[Dataset entries]

· · · · ·

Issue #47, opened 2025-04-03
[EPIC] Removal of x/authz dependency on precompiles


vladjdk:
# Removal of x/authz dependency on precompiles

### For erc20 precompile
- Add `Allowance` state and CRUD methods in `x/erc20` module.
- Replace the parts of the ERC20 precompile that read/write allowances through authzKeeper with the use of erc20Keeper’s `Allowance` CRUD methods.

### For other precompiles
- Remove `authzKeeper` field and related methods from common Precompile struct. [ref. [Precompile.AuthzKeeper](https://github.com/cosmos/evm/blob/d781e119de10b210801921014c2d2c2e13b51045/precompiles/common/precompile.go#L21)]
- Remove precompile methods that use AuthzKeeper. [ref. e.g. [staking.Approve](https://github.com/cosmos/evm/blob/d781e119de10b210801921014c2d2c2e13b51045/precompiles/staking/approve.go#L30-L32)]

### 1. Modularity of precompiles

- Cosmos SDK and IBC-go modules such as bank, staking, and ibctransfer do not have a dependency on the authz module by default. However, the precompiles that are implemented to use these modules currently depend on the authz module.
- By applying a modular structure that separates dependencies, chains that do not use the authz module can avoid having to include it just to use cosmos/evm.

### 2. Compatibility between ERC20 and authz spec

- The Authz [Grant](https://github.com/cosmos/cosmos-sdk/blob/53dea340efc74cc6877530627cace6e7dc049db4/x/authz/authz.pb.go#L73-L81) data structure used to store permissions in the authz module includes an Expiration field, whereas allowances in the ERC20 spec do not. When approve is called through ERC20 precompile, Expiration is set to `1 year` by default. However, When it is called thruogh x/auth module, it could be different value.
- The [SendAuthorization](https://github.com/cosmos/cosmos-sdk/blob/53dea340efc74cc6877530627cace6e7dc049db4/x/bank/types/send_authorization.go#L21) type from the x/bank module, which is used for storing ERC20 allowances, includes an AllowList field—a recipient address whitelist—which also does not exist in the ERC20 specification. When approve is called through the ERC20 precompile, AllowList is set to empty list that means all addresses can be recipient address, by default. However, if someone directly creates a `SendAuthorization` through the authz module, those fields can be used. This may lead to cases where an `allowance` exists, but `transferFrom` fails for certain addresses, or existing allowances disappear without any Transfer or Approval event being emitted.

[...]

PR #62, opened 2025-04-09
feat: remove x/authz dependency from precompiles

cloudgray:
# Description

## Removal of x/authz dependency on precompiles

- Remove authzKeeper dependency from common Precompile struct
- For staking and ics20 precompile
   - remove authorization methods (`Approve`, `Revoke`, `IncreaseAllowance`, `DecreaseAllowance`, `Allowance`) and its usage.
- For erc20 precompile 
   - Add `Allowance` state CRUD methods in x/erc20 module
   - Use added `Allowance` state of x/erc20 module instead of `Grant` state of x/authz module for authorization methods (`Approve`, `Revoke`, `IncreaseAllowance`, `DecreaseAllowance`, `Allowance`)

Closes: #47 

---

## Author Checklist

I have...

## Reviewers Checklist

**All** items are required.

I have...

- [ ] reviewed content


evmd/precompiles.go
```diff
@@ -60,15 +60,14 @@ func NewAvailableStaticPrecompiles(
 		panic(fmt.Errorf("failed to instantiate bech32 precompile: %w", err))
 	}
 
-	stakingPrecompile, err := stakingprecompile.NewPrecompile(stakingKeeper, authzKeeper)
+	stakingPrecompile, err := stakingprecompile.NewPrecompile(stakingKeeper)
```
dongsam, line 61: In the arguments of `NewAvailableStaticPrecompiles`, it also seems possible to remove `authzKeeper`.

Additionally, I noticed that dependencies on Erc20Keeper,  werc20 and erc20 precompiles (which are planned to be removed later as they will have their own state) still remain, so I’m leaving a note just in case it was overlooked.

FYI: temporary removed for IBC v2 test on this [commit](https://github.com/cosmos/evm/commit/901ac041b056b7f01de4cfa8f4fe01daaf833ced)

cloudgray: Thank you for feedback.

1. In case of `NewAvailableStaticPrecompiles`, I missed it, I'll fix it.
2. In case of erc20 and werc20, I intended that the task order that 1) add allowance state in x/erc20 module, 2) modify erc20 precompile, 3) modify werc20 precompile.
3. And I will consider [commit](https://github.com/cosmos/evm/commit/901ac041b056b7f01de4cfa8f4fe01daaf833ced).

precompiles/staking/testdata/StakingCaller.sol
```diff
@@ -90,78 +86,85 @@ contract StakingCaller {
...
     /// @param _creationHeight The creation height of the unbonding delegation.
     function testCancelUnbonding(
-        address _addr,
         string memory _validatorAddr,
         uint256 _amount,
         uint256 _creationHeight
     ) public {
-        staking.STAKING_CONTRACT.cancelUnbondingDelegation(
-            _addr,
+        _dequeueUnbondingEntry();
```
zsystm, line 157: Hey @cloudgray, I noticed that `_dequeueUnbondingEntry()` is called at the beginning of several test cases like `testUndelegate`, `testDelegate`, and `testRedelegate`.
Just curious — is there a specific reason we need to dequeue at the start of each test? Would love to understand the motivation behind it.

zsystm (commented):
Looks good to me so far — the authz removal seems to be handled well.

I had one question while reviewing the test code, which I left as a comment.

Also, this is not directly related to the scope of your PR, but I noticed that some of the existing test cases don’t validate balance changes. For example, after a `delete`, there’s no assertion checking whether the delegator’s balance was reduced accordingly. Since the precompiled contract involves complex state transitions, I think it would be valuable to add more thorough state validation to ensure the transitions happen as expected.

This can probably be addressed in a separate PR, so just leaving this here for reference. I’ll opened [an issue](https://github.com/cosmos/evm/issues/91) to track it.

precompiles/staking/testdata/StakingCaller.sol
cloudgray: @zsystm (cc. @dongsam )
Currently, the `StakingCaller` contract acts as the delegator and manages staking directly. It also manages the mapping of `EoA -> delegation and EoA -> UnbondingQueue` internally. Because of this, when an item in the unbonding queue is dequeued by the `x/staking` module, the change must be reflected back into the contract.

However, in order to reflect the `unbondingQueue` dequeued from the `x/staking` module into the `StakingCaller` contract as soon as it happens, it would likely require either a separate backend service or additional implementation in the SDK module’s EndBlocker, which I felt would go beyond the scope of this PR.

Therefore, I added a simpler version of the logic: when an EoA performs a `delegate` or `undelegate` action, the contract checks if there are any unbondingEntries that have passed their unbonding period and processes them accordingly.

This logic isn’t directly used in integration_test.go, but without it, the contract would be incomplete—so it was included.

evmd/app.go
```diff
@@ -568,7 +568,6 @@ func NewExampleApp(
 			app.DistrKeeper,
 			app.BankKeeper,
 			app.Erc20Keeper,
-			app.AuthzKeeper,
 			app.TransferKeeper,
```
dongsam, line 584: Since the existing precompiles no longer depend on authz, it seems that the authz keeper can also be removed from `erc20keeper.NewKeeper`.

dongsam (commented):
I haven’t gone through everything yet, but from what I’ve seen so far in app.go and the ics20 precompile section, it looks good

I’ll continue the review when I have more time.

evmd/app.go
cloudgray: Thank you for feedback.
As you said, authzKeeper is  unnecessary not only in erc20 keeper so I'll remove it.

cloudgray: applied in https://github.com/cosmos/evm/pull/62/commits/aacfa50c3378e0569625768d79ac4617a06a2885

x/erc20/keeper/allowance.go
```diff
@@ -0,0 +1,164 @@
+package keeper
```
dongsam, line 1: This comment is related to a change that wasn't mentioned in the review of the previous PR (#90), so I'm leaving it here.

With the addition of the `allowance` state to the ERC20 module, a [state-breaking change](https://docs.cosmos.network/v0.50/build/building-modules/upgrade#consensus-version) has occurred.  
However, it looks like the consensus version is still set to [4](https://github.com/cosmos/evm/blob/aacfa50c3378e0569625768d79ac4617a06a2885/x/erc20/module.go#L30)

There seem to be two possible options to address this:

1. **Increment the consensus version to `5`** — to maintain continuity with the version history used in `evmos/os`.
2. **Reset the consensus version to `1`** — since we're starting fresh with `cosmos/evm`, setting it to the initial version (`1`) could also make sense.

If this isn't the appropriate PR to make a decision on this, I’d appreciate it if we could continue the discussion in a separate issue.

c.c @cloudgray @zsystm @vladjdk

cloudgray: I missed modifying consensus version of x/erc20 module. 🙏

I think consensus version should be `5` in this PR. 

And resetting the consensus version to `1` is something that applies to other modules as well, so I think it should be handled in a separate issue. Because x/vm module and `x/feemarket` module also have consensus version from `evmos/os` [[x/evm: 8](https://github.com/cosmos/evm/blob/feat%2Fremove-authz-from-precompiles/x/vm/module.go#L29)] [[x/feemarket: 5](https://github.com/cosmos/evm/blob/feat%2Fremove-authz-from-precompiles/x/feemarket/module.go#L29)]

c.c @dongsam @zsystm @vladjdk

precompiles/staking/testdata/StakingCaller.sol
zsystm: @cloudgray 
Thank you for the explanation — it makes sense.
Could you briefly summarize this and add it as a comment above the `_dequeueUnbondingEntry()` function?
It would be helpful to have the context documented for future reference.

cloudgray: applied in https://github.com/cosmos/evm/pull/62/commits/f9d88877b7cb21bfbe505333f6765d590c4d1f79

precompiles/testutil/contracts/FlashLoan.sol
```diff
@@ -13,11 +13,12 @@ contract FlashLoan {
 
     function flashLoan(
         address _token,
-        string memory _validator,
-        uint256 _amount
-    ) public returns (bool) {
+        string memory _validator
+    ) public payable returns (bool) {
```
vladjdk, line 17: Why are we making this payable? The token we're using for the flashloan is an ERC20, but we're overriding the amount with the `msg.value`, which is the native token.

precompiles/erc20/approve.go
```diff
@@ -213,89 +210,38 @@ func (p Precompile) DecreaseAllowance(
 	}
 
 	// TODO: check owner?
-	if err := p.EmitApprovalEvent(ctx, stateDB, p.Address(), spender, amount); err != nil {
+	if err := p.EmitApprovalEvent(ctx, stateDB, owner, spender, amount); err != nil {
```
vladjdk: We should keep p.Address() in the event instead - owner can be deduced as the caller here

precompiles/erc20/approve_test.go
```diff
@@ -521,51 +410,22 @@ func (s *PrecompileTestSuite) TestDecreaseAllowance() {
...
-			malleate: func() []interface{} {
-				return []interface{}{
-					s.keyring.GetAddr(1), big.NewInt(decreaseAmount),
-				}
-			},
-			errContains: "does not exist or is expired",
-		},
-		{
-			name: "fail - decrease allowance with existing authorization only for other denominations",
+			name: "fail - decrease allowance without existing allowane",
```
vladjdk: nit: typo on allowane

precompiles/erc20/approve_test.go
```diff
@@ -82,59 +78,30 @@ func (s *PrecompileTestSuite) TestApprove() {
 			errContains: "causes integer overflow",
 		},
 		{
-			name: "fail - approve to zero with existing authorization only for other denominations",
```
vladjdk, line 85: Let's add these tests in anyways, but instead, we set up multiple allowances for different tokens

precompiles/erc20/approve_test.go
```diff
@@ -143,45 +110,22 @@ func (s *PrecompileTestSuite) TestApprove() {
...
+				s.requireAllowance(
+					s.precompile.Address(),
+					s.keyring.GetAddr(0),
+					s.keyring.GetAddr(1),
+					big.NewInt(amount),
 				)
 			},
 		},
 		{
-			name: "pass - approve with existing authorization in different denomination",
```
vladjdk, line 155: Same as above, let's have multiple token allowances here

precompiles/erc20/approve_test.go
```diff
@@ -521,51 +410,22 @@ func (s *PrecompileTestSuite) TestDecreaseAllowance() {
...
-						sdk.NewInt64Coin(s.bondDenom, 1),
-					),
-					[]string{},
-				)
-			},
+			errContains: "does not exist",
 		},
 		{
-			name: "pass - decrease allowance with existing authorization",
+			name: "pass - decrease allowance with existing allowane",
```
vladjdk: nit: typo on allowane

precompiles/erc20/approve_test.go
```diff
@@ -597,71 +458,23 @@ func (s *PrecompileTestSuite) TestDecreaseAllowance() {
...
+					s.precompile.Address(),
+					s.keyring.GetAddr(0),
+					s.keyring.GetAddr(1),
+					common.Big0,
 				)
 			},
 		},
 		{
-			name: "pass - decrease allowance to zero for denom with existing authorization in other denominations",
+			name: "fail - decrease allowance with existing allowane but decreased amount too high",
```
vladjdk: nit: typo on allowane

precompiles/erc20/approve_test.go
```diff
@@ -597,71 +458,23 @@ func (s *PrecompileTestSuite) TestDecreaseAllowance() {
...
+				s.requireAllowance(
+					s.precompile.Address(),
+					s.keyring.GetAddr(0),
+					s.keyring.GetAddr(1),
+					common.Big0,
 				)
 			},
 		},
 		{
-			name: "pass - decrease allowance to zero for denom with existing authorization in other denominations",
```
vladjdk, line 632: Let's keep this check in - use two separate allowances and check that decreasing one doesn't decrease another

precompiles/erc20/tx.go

· · · · ·

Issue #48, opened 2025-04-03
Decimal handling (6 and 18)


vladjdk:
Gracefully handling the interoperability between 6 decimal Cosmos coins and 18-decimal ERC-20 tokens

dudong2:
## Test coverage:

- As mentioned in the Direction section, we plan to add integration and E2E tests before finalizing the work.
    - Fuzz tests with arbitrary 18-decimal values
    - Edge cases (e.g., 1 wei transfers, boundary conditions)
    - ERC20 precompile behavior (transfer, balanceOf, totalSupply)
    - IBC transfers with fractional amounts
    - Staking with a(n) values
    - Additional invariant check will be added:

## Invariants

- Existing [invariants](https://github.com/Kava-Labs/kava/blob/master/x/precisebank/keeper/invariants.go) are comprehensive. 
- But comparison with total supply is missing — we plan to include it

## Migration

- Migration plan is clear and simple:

· · · · ·

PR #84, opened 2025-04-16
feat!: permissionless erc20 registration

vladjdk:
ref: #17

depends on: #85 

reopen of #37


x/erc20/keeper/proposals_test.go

· · · · ·

Copy exactly the stretch of data above from the line with "Issue #47, opened 2025-04-03" through the line with "field and related", and omit all other lines.

REPLY TO THE EXERCISE:
Issue #47, opened 2025-04-03
[EPIC] Removal of x/authz dependency on precompiles


vladjdk:
# Removal of x/authz dependency on precompiles

### For erc20 precompile
- Add `Allowance` state and CRUD methods in `x/erc20` module.
- Replace the parts of the ERC20 precompile that read/write allowances through authzKeeper with the use of erc20Keeper’s `Allowance` CRUD methods.

### For other precompiles
- Remove `authzKeeper` field and related methods from common Precompile struct. [ref. [Precompile.AuthzKeeper](https://github.com/cosmos/evm/blob/d781e119de10b210801921014c2d2c2e13b51045/precompiles/common/precompile.go#L21)]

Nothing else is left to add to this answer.